This section briefly describes the state of the Unicode support in wxWidgets.
Read it if you want to know more about how to write programs able to work with
characters from languages other than English.

@li @ref overview_unicode_what
@li @ref overview_unicode_ansi
@li @ref overview_unicode_supportin
@li @ref overview_unicode_supportout
@li @ref overview_unicode_settings

<hr>


@section overview_unicode_what What is Unicode?

wxWidgets has support for compiling in Unicode mode on the platforms which
support it. Unicode is a standard for character encoding which addresses the
shortcomings of the previous, 8 bit standards, by using at least 16 (and
possibly 32) bits for encoding each character. This allows to have at least
65536 characters (what is called the BMP, or basic multilingual plane) and
possible 2^32 of them instead of the usual 256 and is sufficient to encode all
of the world languages at once. A different approach is to encode all 
strings in UTF8 which does not require the use of wide characters and
additionally is backwards compatible with 7-bit ASCII. The solution to
use UTF8 is prefered under Linux and partially OS X.

More details about Unicode may be found at <http://www.unicode.org/>.

Writing internationalized programs is much easier with Unicode. Moreover
even a program which uses only standard ASCII can benefit from using Unicode
for string representation because there will be no need to convert all
strings the program uses to/from Unicode each time a system call is made.

@section overview_unicode_ansi Unicode and ANSI Modes

Until wxWidgets 3.0 it was possible to compile the library both in
ANSI (=8-bit) mode as well as in wide char mode (16-bit per character
on Windows and 32-but on most Unix versions, Linux and OS X). This
has been changed in wxWidget with the removal of the ANSI mode,
but much effort has been made so that most of the previous ANSI
code should still compile and work as before.
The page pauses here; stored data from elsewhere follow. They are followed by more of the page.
PR #1268, opened 2024-10-30
Fix for error parsing deprecated option properties in logfile-definitions file

### LINKED ISSUE #1261: Some more typos
In the Program Option webpage,

--circulariseBinaryDuringMassTransfer

should be

--circularise-binary-during-mass-transfer

and

--common-envelope-lambda-nanjing-use_rejuvenated-mass

should be

--common-envelope-lambda-nanjing-use-rejuvenated-mass

In main.cpp, line 645, it should be "as it is))" instead of "as it))" similar to line 315

jeffriley:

@section overview_unicode_supportin Unicode Support in wxWidgets

Since wxWidgets 3.0 Unicode support is always enabled meaning
that the wxString class always uses Unicode to encode its content.
Under Windows wxString uses UCS-2 (basically an array of 16-bit
wchar_t). Under Unix, Linux  and OS X however, wxString uses UTF8
to encode its content.

For the programmer, the biggest change is that iterating over
a string can be slower than before since wxString has to parse
the entire string in order to find the n-th character in a 
string, meaning that iterating over a string should no longer
be done by index but using iterators. Old code will still work
but might be less efficient.

Old code like this:

@code
wxString s = wxT("hello");
size_t i;
for (i = 0; i < s.Len(); i++)
{
    wxChar ch = s[i];
    
    // do something with it
}
@endcode

should be replaced (especially in time critical places) with:

@code
wxString s = "hello";
wxString::const_iterator i;
for (i = s.begin(); i != s.end(); ++i)
{
    wxUniChar uni_ch = *i;
    wxChar ch = uni_ch;
    // same as:   wxChar ch = *i
    
    // do something with it
}
@endcode

If you want to replace individual characters in the string you
need to get a reference to that character:

@code
wxString s = "hello";
wxString::iterator i;
for (i = s.begin(); i != s.end(); ++i)
{
    wxUniCharRef ch = *i;
    ch = 'a';
    // same as:  *i = 'a';
}
@endcode

which will change the content of the wxString s from "hello" to "aaaaa".

String literals are translated to Unicode when they are assigned to
a wxString object so code can be written like this:

@code
wxString s = "Hello, world!";
int len = s.Len();
@endcode

wxWidgets provides wrappers around most Posix C functions (like printf(..))
and the syntax has been adapted to support input with wxString, normal
C-style strings and wchar_t strings:

@code
wxString s;
s.Printf( "%s %s %s", "hello1", L"hello2", wxString("hello3") );
wxPrintf( "Three times hello %s\n", s );
@endcode

@section overview_unicode_supportout Unicode and the Outside World

We have seen that it was easy to write Unicode programs using wxWidgets types
and macros, but it has been also mentioned that it isn't quite enough. Although
everything works fine inside the program, things can get nasty when it tries to
communicate with the outside world which, sadly, often expects ANSI strings (a
notable exception is the entire Win32 API which accepts either Unicode or ANSI
strings and which thus makes it unnecessary to ever perform any conversions in
the program). GTK 2.0 only accepts UTF-8 strings.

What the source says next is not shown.